During this 14-Day Challenge I'm going to share with you a whole lot of stuff. Every day, a video, some resources, a challenge or a task for you to complete and a fun fact. Stay tuned, your blood pressure is super important. Let me explain to you how, what you're going to do about it and how you're going to look after yourself for the years ahead
Why Listen?
- Get practical tips and science-backed advice you can apply immediately.
- Learn from real-world examples and medical expertise.
- Gain daily challenges to help you stay engaged and track progress.
- Take charge of your heart health in a simple, effective, and engaging way.
Transcript
Hi, Dr. Warrick here and welcome to day five. Today we're talking food, not calories or taste, but the impact food can have on your blood pressure. And unbelievably, what you put on your plate, what you put therefore in your mouth, can in fact impact your blood pressure and therefore your cardiovascular system.
Let's start with potassium. Most people consume too much sodium chloride or salt and not enough potassium. And potassium is a key mineral that helps your body, your kidneys, excrete excess sodium and so lower blood pressure. Foods like bananas, leafy greens, legumes and sweet potatoes. Even salmon are all rich in potassium. And these foods can be helpful in moderating blood pressure.
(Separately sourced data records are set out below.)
Issue #1204, opened 2017-01-04
'make ios' should not require xcpretty


matteblair:
As shown in https://github.com/tangrams/tangram-es/issues/1200, `make ios` and related tasks will fail in obscure ways if the `xcpretty` Ruby gem is not installed. 

Our `Makefile` tries to optionally use `xcpretty` for Xcode output formatting:
```
XCPRETTY = `command -v xcpretty || echo 'xargs echo'`
...
ios: ${IOS_BUILD_DIR}/${IOS_XCODE_PROJ}
	xcodebuild -target ${IOS_TARGET} ARCHS='i386 x86_64' \
		ONLY_ACTIVE_ARCH=NO \
		-sdk iphonesimulator \
		-project ${IOS_BUILD_DIR}/${IOS_XCODE_PROJ} \
		-configuration ${CONFIG} | ${XCPRETTY}
```
https://github.com/tangrams/tangram-es/blob/master/Makefile#L58
https://github.com/tangrams/tangram-es/blob/master/Makefile#L237-L242

matteblair:
This came up in the past and was resolved by simply not trying to format the Xcode output. I added the optional formatting again recently because the raw Xcode output overruns the logs in CircleCI.

PR #1300, opened 2017-02-16
Do not require xcpretty for ios builds

karimnaaji:
Fixes https://github.com/tangrams/tangram-es/issues/1204

### DIFF
--- a/Makefile
+++ b/Makefile
@@ -57,8 +57,7 @@ OSX_XCODE_PROJ = tangram.xcodeproj
 IOS_XCODE_PROJ = tangram.xcodeproj
 IOS_FRAMEWORK_XCODE_PROJ = tangram.xcodeproj
 
-XCPRETTY = `command -v xcpretty`
-JAZZY = $(shell command -v jazzys 2> /dev/null)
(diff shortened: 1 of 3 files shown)


Makefile
```diff
@@ -222,9 +221,16 @@ osx: ${OSX_BUILD_DIR}/Makefile
 
 ${OSX_BUILD_DIR}/Makefile: cmake-osx
 
-xcode: ${OSX_XCODE_BUILD_DIR}/${OSX_XCODE_PROJ}
+${OSX_BUILD} = \
```
matteblair: Should just be `OSX_BUILD`, no braces

ios/src/TangramMap/TGMapViewController.h
```diff
@@ -420,6 +420,8 @@ NS_ASSUME_NONNULL_BEGIN
  to get more styling informations.
 
  @param identifier the marker identifier created with `-markerAdd`
+ @param styling the styling string in YAML syntax to set to the marker
```
karimnaaji: @tallytalwar updated the missing params you mentioned in the merged PR here.

PR #1301, opened 2017-02-16
Use built-in SQLite3 on iOS instead of building our own

matteblair:
Should reduce the framework size a little.

### DIFF
--- a/core/deps/CMakeLists.txt
+++ b/core/deps/CMakeLists.txt
@@ -84,5 +84,9 @@ add_subdirectory(${CMAKE_CURRENT_SOURCE_DIR}/alfons)
 ###############
 set(SQLITECPP_RUN_CPPLINT OFF CACHE BOOL "")
 set(SQLITECPP_RUN_CPPCHECK OFF CACHE BOOL "")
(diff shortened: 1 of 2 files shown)


core/deps/CMakeLists.txt
```diff
@@ -84,5 +84,9 @@ add_subdirectory(${CMAKE_CURRENT_SOURCE_DIR}/alfons)
 ###############
 set(SQLITECPP_RUN_CPPLINT OFF CACHE BOOL "")
 set(SQLITECPP_RUN_CPPCHECK OFF CACHE BOOL "")
+set(SQLITE_ENABLE_COLUMN_METADATA OFF CACHE BOOL "")
 
 add_subdirectory(SQLiteCpp)
+
+# Extensions aren't needed for MBTiles and aren't available in older versions of sqlite3.
+target_compile_definitions(SQLiteCpp PRIVATE SQLITE_OMIT_LOAD_EXTENSION)
```
tallytalwar: We can probably omit more here, but I could not figure out what might be best set here from giving a quick look at https://www.sqlite.org/compile.html.

Probably can also use `SQLITE_OMIT_DEPRECATED`

PR #1302, opened 2017-02-17
Create UrlClient class and use it in Linux platform

matteblair:
- Simpler implementation of async curl
 - Allows cancelling requests during transfer
 - Allows configurable number of worker threads
 - Can be shared by all platforms where libcurl is available


matteblair:
@hjanetzek this is similar to the UrlWorker implementation for Tizen that I believe you wrote - can you give this a look?

hjanetzek:
@matteblair sure, reviewing. Did you have a 2 space indentation day?

matteblair:
@hjanetzek Ah oops, I think my editor at home defaults to 2 spaces haha. I'll re-indent when I rebase.

PR #1304, opened 2017-02-20
Update hb-icu-ft

hjanetzek:


hjanetzek:
@karimnaaji ok. it's updated to hb-icu-ft master

karimnaaji:
👍 merging after CI.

Let's talk about fibre next. And there's more to this than just digestion because fibre slows absorption of different foods, particularly sugar. And this is good because it reduces insulin response and reduces potential weight gain.
But fibre also protects the integrity of the gut lining and reduces leaky gut syndrome. And this is really important because leaky gut syndrome allows inflammatory molecules from within the gut to get into the bloodstream, which can then lodge within the arteries causing inflammation and driving blood pressure changes. So fibre to protect the gut, really, really important.
Let's talk colour. And you probably, if you're listening to this, are aware already that the pigments, the colours, the antioxidants, the anthocyanes, the lycopene, etc. are powerful antioxidants that help with blood pressure control and reduce inflammation. So we often use the term, eat the rainbow, which is sort of visually appealing on the plate, but good for your heart and your blood pressure.
Not sure if you're aware of it or heard of it, but there is a diet called the DASH, D-A-S-H diet, short for Dietary Approaches to Stop Hypertension. And this has been shown to lower blood pressure as effectively as low dose medication for many people. And it's built almost entirely on vegetables, fruits, whole grains, legumes, nuts, and lean proteins. Not supplements, not processed foods, but real food.
So what's on your plate has a direct connection to your arteries and your blood pressure and your heart health. So think about it. And tomorrow we'll talk about the sort of importance of exercising in maintaining a healthy blood pressure till then. I wish you the very best. Live as well as possible for as long as possible. Take care and bye for now. Thank you.